Summary of 'A Modest Proposal'

'A Modest Proposal,' written by Jonathan Swift in 1729, begins by deploring the sad fate of the poverty-stricken Irish who have to spend all their time trying to feed their large families. As a solution to the poverty in which these families are forced to live, by virtue of having so many mouths to feed, Swift suggests that these poor Irish families should fatten up their children and sell them to the rich English land owners.

He argues that children could be sold into a meat market as early as the age of one, giving poor families some much needed income, while sparing them the expenses of raising so many children. With 100,000 Irish children out of the population being set aside for dinner, his solution, he reasons, will also help to resolve the issues of overpopulation and unemployment in Ireland, giving the Irish economy a much needed boost, while making it easier for England to deal with its unruly Irish subjects.

Swift then goes on to offer statistical support for his proposal and specific data about the number of children to be sold, their weight and price, and the projected eating patterns of their consumers. He even suggests some recipes for preparing this delicious new meat, reasoning that, with innovative cooks generating ever more and delicious new dishes, it will expand and improve the culinary experience of the wealthy, resulting in a healthier and happier population as a whole.

'A Modest Proposal' ends with the argument that the practice of selling and eating children will have positive effects on Irish family morality: husbands will treat their wives with more respect, and parents will value their children in ways as yet unknown. His proposal, he argues, will, if implemented, do more to solve Ireland's complex social, political and economic problems than any other measure that has yet been proposed.

Analysis of 'A Modest Proposal'

'A Modest Proposal' uses an approach called satire to make its point, which is the use of irony, humor or exaggeration to criticize the ideas of others. Swift obviously doesn't sincerely want the people of Ireland to sell their children as food, but he's using the outrageous concept to deliver a message.

With 'A Modest Proposal,' Swift makes fun of similar pamphlets that were being circulated at the time.
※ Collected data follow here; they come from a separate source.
PR #2820, opened 2025-03-04
[Cherry-pick #2819 -> 1.33] Increase max number of subsets NetLB for ETP:local

FelipeYepez:
Match the max subset size with IG per zone for NEG backed NetLB.


swetharepakula (commented):
/lgtm
/approve

PR #2821, opened 2025-03-04
Temporarily disable linters

mmamczur:
The recent upgrade to go 1.24 in kubernetes/kubernetes causes linters to fail in many ways for code that is correct. Temporarily disable not to block development, the linters will be enabled once we determine the cause of the issue.


swetharepakula:
Sorry missed this PR, but same thing as this PR https://github.com/kubernetes/ingress-gce/pull/2823/

PR #2822, opened 2025-03-04
Change multiproject auth API to support per-provider-config token

panslava:
/assign @gauravkghildiyal

### DIFF
--- a/pkg/multiproject/gce/gce.go
+++ b/pkg/multiproject/gce/gce.go
@@ -80,9 +80,15 @@ func generateConfigForProviderConfig(defaultConfigContent string, providerConfig
 	oldValue := globalSection.Key(tokenURLKey).String()
 	// Extract location from the old token URL
 	location := extractLocationFromTokenURL(oldValue)
-	// Format: https://gkeauth.googleapis.com/v1/projects/{TENANT_PROJECT_NUMBER}/locations/{TENANT_LOCATION}/tenants/{TENANT_ID}:generateTenantToken"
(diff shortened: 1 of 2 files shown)


pkg/multiproject/gce/gce.go
```diff
@@ -77,16 +77,18 @@ func generateConfigForProviderConfig(defaultConfigContent string, providerConfig
...
-	projectNumberInt := providerConfig.Spec.ProjectNumber
-	projectNumberStr := fmt.Sprintf("%d", projectNumberInt)
-	newTokenURL := replaceProjectNumberInTokenURL(tokenURL, projectNumberStr)
-	globalSection.Key(tokenURLKey).SetValue(newTokenURL)
+	oldValue := globalSection.Key(tokenURLKey).String()
+	// Extract location from the old token URL
+	location := extractLocationFromTokenURL(oldValue)
+	// Format: https://gkeauth.googleapis.com/v1/projects/{TENANT_PROJECT_NUMBER}/locations/{TENANT_LOCATION}/tenants/{TENANT_ID}:generateTenantToken"
+	formatString := "https://gkeauth.googleapis.com/v1/projects/%d/locations/%s/tenants/%s:generateTenantToken"
+	tokenURL := fmt.Sprintf(formatString, providerConfig.Spec.ProjectNumber, location, providerConfig.Name)
```
gauravkghildiyal, line 85: The "gkeauth.googlapis.com" address would vary across different environments (staging, prod, etc). This API address hasn't changed, so we should use whatever address is set in gce.conf and only modify the "projects/...." part.

panslava: great idea, fixed

PR #2824, opened 2025-03-05
Rework per-provider-config auth. Assume cluster project if no label set

panslava:
/assign @gauravkghildiyal


gauravkghildiyal:
Thanks

/lgtm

His word choice throughout the piece, including the word 'modest' in the title, highlights this by mocking the false modesty in the tone of many of the pamphlets of his contemporaries. Their style may have seemed reasonable, but their proposals displayed an arrogance only too common among the British ruling class toward their Irish subjects.
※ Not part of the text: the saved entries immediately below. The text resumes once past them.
PR #3109, opened 2026-05-07
fix: classify GCE 403 Forbidden firewall errors as user errors

08volt:
Classifies raw GCE `403 Forbidden` errors on firewall resources (e.g., missing `compute.firewalls.get` IAM permissions or Shared VPC setup issues) as User Errors instead of system errors.

This stops active requeuing loops and loud error-level logs on permission-related sync failures, preventing false-positive SLO burns for L4 ILB availability.

What was changed:
- pkg/utils: Added IsFirewallForbiddenError utility and corresponding unit tests.
- pkg/l4/resources: Integrated IsFirewallForbiddenError into IsUserError and added unit tests.

### DIFF
--- a/pkg/l4/resources/user_error.go
+++ b/pkg/l4/resources/user_error.go
@@ -21,6 +21,7 @@ func IsUserError(err error) bool {
 		utils.IsInvalidLoadBalancerSourceRangesAnnotationError(err) ||
 		utils.IsUnsupportedNetworkTierError(err) ||
 		utils.IsConstraintViolationError(err) ||
+		utils.IsFirewallForbiddenError(err) ||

In his proposal, Swift vents his growing aggravation at the incompetence of Ireland's politicians, the hypocrisy of the wealthy, the tyranny of the English and the squalor and degradation in which he saw so many Irish people living. But, while 'A Modest Proposal' bemoans the bleak situation of an Ireland almost totally subject to England's exploitation, it also expresses Swift's contempt for the Irish people's seeming inability to stand up for themselves. It is not only the English, but the Irish themselves, he declares, who are responsible for their nation's poverty-stricken state.